Does anyone know when χαῖρε/χαίρετεdied out as an everyday greeting? And if the plural χαίρετε is indeed still used in formal contexts, is this (a) because of a "classicising" tendency in the stylistic level for formal purposes; or (b) because of a tendency to use of the "polite" plural rather than the "intimate" singular, comparable with English "you" (as opposed to "thou"), French/Italian _vous/voi_, German _Sie_ &c. Or maybe a bit of both? Fascinating.


----------



## Tassos

Scholiast said:


> And if the plural χαίρετε is indeed still used in formal contexts,



It is also used in informal contexts. If you go for a visit to someone's home - even if he's a good friend - it's something you might say as a greeting (to "mark" the occasion so to speak). My father always uses it when he makes phonecalls.



Scholiast said:


> is this (a) because of a "classicising" tendency in the stylistic level for formal purposes; or (b) because of a tendency to use of the "polite" plural rather than the "intimate" singular, comparable with English "you" (as opposed to "thou"), French/Italian _vous/voi_, German _Sie_ &c. Or maybe a bit of both? Fascinating.



In formal contexts, certainly because of (b). 
In informal contexts, I don't know, maybe beacause of (a) if you consider that it is used more by older people or in situations informal yes, but not _too_ informal (for example if you are meeting your best friend in a kafeteria to have a cup of coffee or something, you won't use it)


----------



## sotos

Scholiast said:


> χαἰρετε!
> 
> Does anyone know when χαῖρε/χαίρετεdied out as an everyday greeting? .
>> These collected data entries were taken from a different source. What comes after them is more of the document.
PR #190, opened 2021-08-18
Tests cleanup

gillesfabio:
👋 Meilisearch team,

Here's a small PR that cleans up tests.

* Use `t.Cleanup()` because calling `deleteAllIndexes()` isn't so DRY and safe
* Add missing error checks
* Remove dead code

This PR does NOT:

* Fix the `Health` test (it's still failing)
* Break compatibility
* Introduce any new dependencies
* Rename exiting variables

This PR doesn't really deserves any new GitHub issue. So I bypassed the contribution guide rules (yeah, bad I am).

Do whatever you want with these changes.

Keep making a great job! Meilisearch is amazing!


main_test.go
```diff
@@ -33,6 +34,17 @@ func deleteAllIndexes(client ClientInterface) (ok bool, err error) {
 	return true, nil
 }
 
+func cleanup(c ClientInterface) func() {
+	return func() {
+		_, _ = deleteAllIndexes(c)
+	}
+}
+
+func waitForPendingUpdate(t *testing.T, i *Index, u *AsyncUpdateID) {
```
alallema, line 43: There already is a function with a too similar name in the codebase `WaitForPendingUpdate` even if the other one is linked to the `Index` struct can you change this function name?

alallema (commented):
Thanks a lot, @gillesfabio, for this PR!
I had hesitated to use the fixtures of `testify` instead of the generated tests; maybe I had should.
Also, we should launch the MeiliSearch release really soon, so maybe I would merge your PR only after.
Thanks again for your contribution.

main_test.go
gillesfabio: I hesitated prefixing this function with `test` (so `testWaitForPendingUpdate`) to make a clear distinction between implementation and tests but that's a looong name for something often called and it's not so funky to read. It's like a namespacing patch. But, at least, it's clearer. Do you have any suggestions? I will follow you.

alallema: I totally agree with you! But as we are open source I prefer to be sure it's clear.
No suggestion it's great. Thanks again

gillesfabio: You're welcome! If you need any change before the merge, feel free to ping me. I'll fix/update/rebase.

About `testify` fixtures (I suppose you're talking about the test suite), to be honest, I'm not a huge fan of that package. I used it a lot in various projects and always felt uncomfortable with its API/test suite (it's a very subjective point of view). The test suite is more DRY when you need a lot of initialisation steps and data but a few helpers, like actually, it's cool too because more clear, more readable, less magic. Pros/cons, as usual.

Now, I rather prefer using `testing.T` + [google/go-cmp](https://github.com/google/go-cmp) or the wonderful [quicktest](https://github.com/frankban/quicktest) when I need to write/maintain more tests. [The `quicktest` suite](https://github.com/frankban/quicktest/blob/master/qtsuite/suite.go) is very simple and a pure joy to use.

Thanks for your fast replies.

alallema: Hi @gillesfabio!
Yes, I was talking about the test suite, thanks for the advice.
The release is taking longer than expected but it's out! I realize that I was not clear but I prefer if you could change the `waitForPendingUpdate` in `waitAndCheckUpdate`, `test_waitForPendingUpdate`, or another formulation even if it's a really long name but I prefer to have a reel distinction between both.
Thanks again and sorry for the delay

gillesfabio: Hi @alallema!

I'm sorry, my bad. Done! I renamed this function `testWaitForPendingUpdate`.

Hope it helps.

Have a nice day!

It possibly died out at the same time when plural was introduced in addressing a single person (πληθυντικός ευγενείας), around mid 19th c. A european influence. So, χαίρετε may be equivalent to χαίρε in formal situations. 
I use χαίρε sometimes for greeting friends. It sounds well and attracts attention.


----------



## Scholiast

Tassos and  Sotos, ευχαριστω, και καλα Χριστουγενα.


----------